> [EXERCISE AIM] Please copy every line from the following entries in which the word "adapters" appears.

* * * * *

PR #53, opened 2026-02-11
feat: Hounfour Endgame — E2E infrastructure + deployment readiness (RFC #31)

deep-name:
## Summary

Consolidated PR for the Hounfour Endgame work (cycles 015-017, RFC #31 close-out on arrakis side).

- **Containerized E2E** — Docker-based cross-repo testing for arrakis ↔ loa-finn integration
- **Deployment validation** — Two-tier health check script (local + CloudWatch staging)
- **Operational runbook** — Incident response, rollback drills, failure mode catalog
- **Security foundation** — JWT contract artifacts, pool mapping, BYOK key management
- **Ensemble strategy** — Best-of-N mapper, partial failure reconciliation, budget multipliers

### Cycle 017: The Water of Life (Sprints 205-206)

- `a73b019` feat(sprint-205): containerized E2E infrastructure for arrakis ↔ loa-finn
- `98b3648` feat(sprint-206): deployment validation script and operational runbook
- `b71740c` chore(cycle-017): update state files

### Cycle 016: Bridgebuilder Round 3 (Sprint 204)

- `a4f2e5b` fix: remove unused `halves` variable in byok-proxy-handler.ts
- `315f1ca` fix(sprint-9): correctness fixes from Bridgebuilder Round 3

### Cycle 015: Hounfour Endgame (Sprints 199-203)

- `96be06e` feat(sprint-3,4): BYOK key management + production monitoring & hardening
- `b38f47a` feat(sprint-2): ensemble strategy exposure
- `87a7a82` feat(sprint-1): security foundation — contract artifacts, pool_mapping_version, E2E

### Housekeeping

- `7ec88e9` chore: archive completed Hounfour cycles (012-016)
- `5d191f3` chore: mark cycle-012 Hounfour Integration sprints as completed
- `30b0201` chore(cycle-015): planning artifacts for Hounfour Endgame

## Key Files (Cycle 017)

| File | Purpose |
|------|---------|
| `themes/sietch/Dockerfile` | Added `e2e` stage + fixed missing agent COPY |
| `tests/e2e/e2e-entrypoint.sh` | JWKS export wrapper for E2E container |
| `tests/e2e/docker-compose.e2e.yml` | Full topology: redis + arrakis + loa-finn |
| `scripts/run-e2e.sh` | Cross-repo E2E runner (LOA_FINN_SHA pinning) |
| `tests/e2e/agent-gateway-e2e.test.ts` | Docker mode + Ajv2020 schema validation |
[...]

PR #55, opened 2026-02-12
The Capability Mesh + BB7 Refinement — Cycles 019-020

deep-name:
## Summary

Implements all 7 Bridgebuilder Round 6 findings from PR #53, advancing the agent gateway from feature-complete to protocol-grade.

- **Per-model ensemble accounting** — `model_breakdown` array with per-model cost attribution, hybrid BYOK/platform accounting
- **Contract protocol promotion** — `@arrakis/loa-finn-contract` as standalone shared package with compatibility matrix and version negotiation
- **Provider policy configuration** — `POOL_PROVIDER_HINTS` env var replaces hardcoded pool→provider mapping
- **Gateway lifecycle state machine** — `RequestLifecycle` (RECEIVED→VALIDATED→RESERVED→EXECUTING→FINALIZED|FAILED)
- **API key isolation boundary** — `dispatchWithKey()` confines key string materialization, Buffer zeroed in finally block
- **Fleet-wide Redis circuit breaker** — atomic Lua scripts, process-local fallback when Redis unavailable
- **Token estimator calibration** — configurable chars-per-token, model-specific overrides, drift detection

| Sprint | Title | Files | Commit |
|--------|-------|-------|--------|
| Sprint 1 (G-209) | Per-Model Ensemble Accounting | 11 | `85a7439` |
| Sprint 2 (G-210) | Contract Protocol + Provider Policy | 15 | `b811007` |
| Sprint 3 (G-211) | Gateway Lifecycle + Security Hardening | 7 | `3653512` |
| Sprint 4 (G-212) | Budget Optimization + Observability | 5 | `a5fdf54` |

**Totals**: 4 sprints, 38 files changed, +3923 / -533 lines

### New Files

| File | Purpose |
|------|---------|
| `packages/adapters/agent/ensemble-accounting.ts` | Per-model cost decomposition (BB6 #6) |
| `packages/adapters/agent/request-lifecycle.ts` | State machine protocol object (BB6 #1) |
| `packages/adapters/agent/redis-circuit-breaker.ts` | Fleet-wide Redis circuit breaker (BB6 #4) |
| `packages/adapters/agent/token-estimator.ts` | Calibrated token estimation (BB6 #7) |
| `packages/adapters/agent/capability-audit.ts` | Structured capability audit events |
| `packages/contracts/src/compatibility.ts` | Contract version negotiation (BB6 #2) |
| `packages/contracts/src/semver-lite.ts` | Lightweight semver satisfies() |

### BB6 Findings Addressed

| # | Finding | Sprint | Status |
|---|---------|--------|--------|
| 1 | State Machine Extraction | Sprint 3 | Done |
| 2 | Contract Protocol Nucleus | Sprint 2 | Done |
| 3 | V8 Heap Key Persistence | Sprint 3 | Done |
| 4 | Fleet Circuit Breaker | Sprint 3 | Done |
| 5 | Provider Policy | Sprint 2 | Done |
| 6 | Ensemble Budget | Sprints 1 + 4 | Done |
| 7 | Token Estimator | Sprint 3 | Done |

## Test plan

- [ ] TypeScript compilation passes (no new errors introduced)
- [ ] Existing E2E tests pass (13/13 minimum)
- [ ] New E2E tests for version negotiation (AC-2.22, AC-2.23)
- [ ] `terraform plan` validates cleanly with new widgets/alarms
- [ ] Contract schema backward compatible (additive fields only)
- [ ] Redis circuit breaker fallback verified (Redis unavailable → local breaker)

🤖 Generated autonomously with Run Mode

### DIFF
--- a/packages/adapters/agent/capability-audit.ts
+++ b/packages/adapters/agent/capability-audit.ts
@@ -60,11 +60,42 @@ export class CapabilityAuditLogger {
   }
 
   /**
+   * Validate required fields before emission (BB7 R7-3).
+   * CloudWatch Log Metric Filters silently drop events with missing fields.
+   * Guard warns + skips rather than throwing — audit must never crash requests.
+   */
+  private validateRequiredFields(event: CapabilityAuditEvent): boolean {
+    const required: Array<[string, unknown]> = [
+      ['trace_id', event.trace_id],
+      ['community_id', event.community_id],
+      ['event_type', event.event_type],
+      ['pool_id', event.pool_id],
+    ];
+
+    for (const [field, value] of required) {
+      if (typeof value !== 'string' || value.length === 0) {
+        this.log.warn(
+          { field, event_type: event.event_type || 'unknown' },
+          'audit_event_validation_failure',
+        );
+        return false;
+      }
+    }
+
+    return true;
+  }
+
+  /**
    * Emit a capability audit event (AC-4.8).
    * All events are structured JSON for CloudWatch Log Metric Filters.
    * No PII or message content is ever included (AC-4.12).
+   * Required fields validated before emission (BB7 R7-3, AC-1.8).
    */
   emit(event: CapabilityAuditEvent): void {
+    if (!this.validateRequiredFields(event)) {
+      return;
+    }
+
     this.log.info(
       {
         audit: {
--- a/packages/adapters/agent/redis-circuit-breaker.ts
+++ b/packages/adapters/agent/redis-circuit-breaker.ts
@@ -70,23 +70,30 @@ return {1, 'half-open'}
  * ON_SUCCESS Lua script:
  * - If half-open → transition to closed, clear failures
  * - If closed → clear failures
+ * BB7 R7-1: Uses sorted set key for failure tracking (+ legacy CSV cleanup)
  */
 const LUA_SUCCESS = `
 local key = KEYS[1]
 local state = redis.call('HGET', key, 'state')
 if state == 'half-open' then
   redis.call('HSET', key, 'state', 'closed')
-  redis.call('HDEL', key, 'openedAt', 'failures')
+  redis.call('HDEL', key, 'openedAt')
+  redis.call('DEL', key .. ':failures')
+  -- Phase A cleanup: remove legacy CSV field if present
+  redis.call('HDEL', key, 'failures')
   return 'closed'
 end
+redis.call('DEL', key .. ':failures')
+-- Phase A cleanup: remove legacy CSV field if present
 redis.call('HDEL', key, 'failures')
 return state or 'closed'
 `;
 
 /**
- * ON_FAILURE Lua script:
+ * ON_FAILURE Lua script (BB7 R7-1: sorted set migration):
  * - If half-open → re-open immediately
- * - If closed → increment failures; if >= threshold → open
+ * - If closed → record failure in sorted set; if count >= threshold → open
+ * - Phase A dual-write: migrates legacy CSV → sorted set, writes CSV for old readers
  * Returns: new state
  */
 const LUA_FAILURE = `
@@ -94,6 +101,7 @@ local key = KEYS[1]
 local threshold = tonumber(ARGV[1])
 local windowMs = tonumber(ARGV[2])
 local nowMs = tonumber(ARGV[3])
+local failKey = key .. ':failures'
 
 local state = redis.call('HGET', key, 'state')
 
@@ -102,23 +110,32 @@ if state == 'half-open' then
   return 'open'
 end
 
--- Closed (or nil): record failure
-local failures = redis.call('HGET', key, 'failures')
-local failList = {}
-if failures then
-  for ts in string.gmatch(failures, '([^,]+)') do
+-- Phase A: migrate legacy CSV hash field → sorted set (one-time per key)
+local legacyCsv = redis.call('HGET', key, 'failures')
+if legacyCsv then
+  for ts in string.gmatch(legacyCsv, '([^,]+)') do
     local t = tonumber(ts)
-    if (nowMs - t) < windowMs then
-      table.insert(failList, ts)
+    if t and (nowMs - t) < windowMs then
+      redis.call('ZADD', failKey, t, tostring(t))
     end
   end
+  redis.call('HDEL', key, 'failures')
 end
-table.insert(failList, tostring(nowMs))
 
-local newFailures = table.concat(failList, ',')
-redis.call('HSET', key, 'failures', newFailures)
+-- Sorted set: trim expired, add new, count (O(log n) — AC-1.1)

* * * * *

> [OUTPUT BELOW]
| `packages/adapters/agent/ensemble-accounting.ts` | Per-model cost decomposition (BB6 #6) |
| `packages/adapters/agent/request-lifecycle.ts` | State machine protocol object (BB6 #1) |
| `packages/adapters/agent/redis-circuit-breaker.ts` | Fleet-wide Redis circuit breaker (BB6 #4) |
| `packages/adapters/agent/token-estimator.ts` | Calibrated token estimation (BB6 #7) |
| `packages/adapters/agent/capability-audit.ts` | Structured capability audit events |
--- a/packages/adapters/agent/capability-audit.ts
+++ b/packages/adapters/agent/capability-audit.ts
--- a/packages/adapters/agent/redis-circuit-breaker.ts
+++ b/packages/adapters/agent/redis-circuit-breaker.ts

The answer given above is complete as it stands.